### What needs to be done
Lines in which "protobuf" appears should be pulled from the data below.

### Given records
* * * * *

PR #88, opened 2018-04-19
Make sure secret type does not get dropped after sealing and unsealing

### LINKED ISSUE #86: Support docker-registry secret type
I'm trying to seal a docker registry secret, but when the controller unseals the secret it is always of `type: Opaque`.

Sample:
```
$ kubectl create secret docker-registry my-registry \
  --docker-server=myserver.example.com \
  --docker-username=user \
  --docker-password=password \
  --docker-email=fake@example.com \
  --output json --dry-run | kubeseal > sealed.json
$ kubectl apply -f sealed.json
$ kubectl get secret my-registry -o yaml
```
```yaml
apiVersion: v1
data:
  .dockerconfigjson: [snip]
kind: Secret
metadata:
  creationTimestamp: 2018-04-09T20:52:03Z
  name: my-registry
  namespace: default
  ownerReferences:
    controller: true
    kind: SealedSecret
    name: my-registry
    uid: db17d8cf-3c37-11e8-98fb-0a58ac1f010d
  resourceVersion: "3425531"
  selfLink: /api/v1/namespaces/default/secrets/my-registry
  uid: db1c68ac-3c37-11e8-98fb-0a58ac1f010d
type: Opaque
```

Expected result: The secret's `type` is `kubernetes.io/dockerconfigjson`.

Actual result: The secret type is `Opaque`.

### LINKED ISSUE #87: `type` property is removed between SealedSecret and Secret
I have a SealedSecret like this
```
kind: SealedSecret
metadata:
  creationTimestamp: null
  name: ceph-admin
  namespace: ns
  labels:
    component: ceph-secrets
type:
  kubernetes.io/rbd
spec:
  encryptedData:
    key: 1234
```

But the `type: kubernetes.io/rbd` argument is not passed forward to the `Secret` object

linoplt:
This addresses #86 and #87, where the secret type is not persisted throughout the sealing/unsealing process. Secret type used to be persisted before v0.6.0 when the whole secret was being sealed, but is now ignored and lost since only secret.Data key-value pairs are being sealed.

Fixes #86
Fixes #87

### DIFF
--- a/pkg/apis/sealed-secrets/v1alpha1/types.go
+++ b/pkg/apis/sealed-secrets/v1alpha1/types.go
@@ -38,6 +38,7 @@ type SealedSecret struct {
 
 	Spec SealedSecretSpec `json:"spec"`
 
+	// +optional
 	Type apiv1.SecretType `json:"type,omitempty" protobuf:"bytes,3,opt,name=type,casttype=SecretType"`
 }
 
--- a/pkg/apis/sealed-secrets/v1alpha1/types.go
+++ b/pkg/apis/sealed-secrets/v1alpha1/types.go
@@ -1,6 +1,7 @@
 package v1alpha1
 
 import (
+	apiv1  "k8s.io/api/core/v1"
 	metav1 "k8s.io/apimachinery/pkg/apis/meta/v1"
 )
 
@@ -36,6 +37,8 @@ type SealedSecret struct {
 	metav1.ObjectMeta `json:"metadata,omitempty"`
 
 	Spec SealedSecretSpec `json:"spec"`
+
+	Type apiv1.SecretType `json:"type,omitempty" protobuf:"bytes,3,opt,name=type,casttype=SecretType"`
 }
 
 // +k8s:deepcopy-gen:interfaces=k8s.io/apimachinery/pkg/runtime.Object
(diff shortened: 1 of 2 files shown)


linoplt:
Obviously this still needs some integration tests.

pkg/apis/sealed-secrets/v1alpha1/types.go
```diff
@@ -36,6 +37,8 @@ type SealedSecret struct {
 	metav1.ObjectMeta `json:"metadata,omitempty"`
 
 	Spec SealedSecretSpec `json:"spec"`
+
```
anguslees: Add a `// +optional` comment telling the autogen machinery that this is optional, just like: https://github.com/kubernetes/api/blob/99b35971cc9d07896d4428dc09ad3efacef8b21f/core/v1/types.go#L4613

anguslees:
(Thanks for the fix, @linoplt !)

mgk:
Thanks for the fix! It is working well for us with secrets of type `docker-registry` and `tls`.

We've been pointing at latest for now, but would like to peg to a version number. Is a release on the way?

anguslees:
> Is a release on the way?

I want to get #92 merged (in some form) first, since that moves the Type field added in this PR to a more future-proof schema.  .. and better to collapse both those changes in a single release cycle, rather than break CRD compatibility in the middle.

Otherwise yes, consider me nagged to hurry up and finish #92 :P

* * * * *

### Answer section
 	Type apiv1.SecretType `json:"type,omitempty" protobuf:"bytes,3,opt,name=type,casttype=SecretType"`
+	Type apiv1.SecretType `json:"type,omitempty" protobuf:"bytes,3,opt,name=type,casttype=SecretType"`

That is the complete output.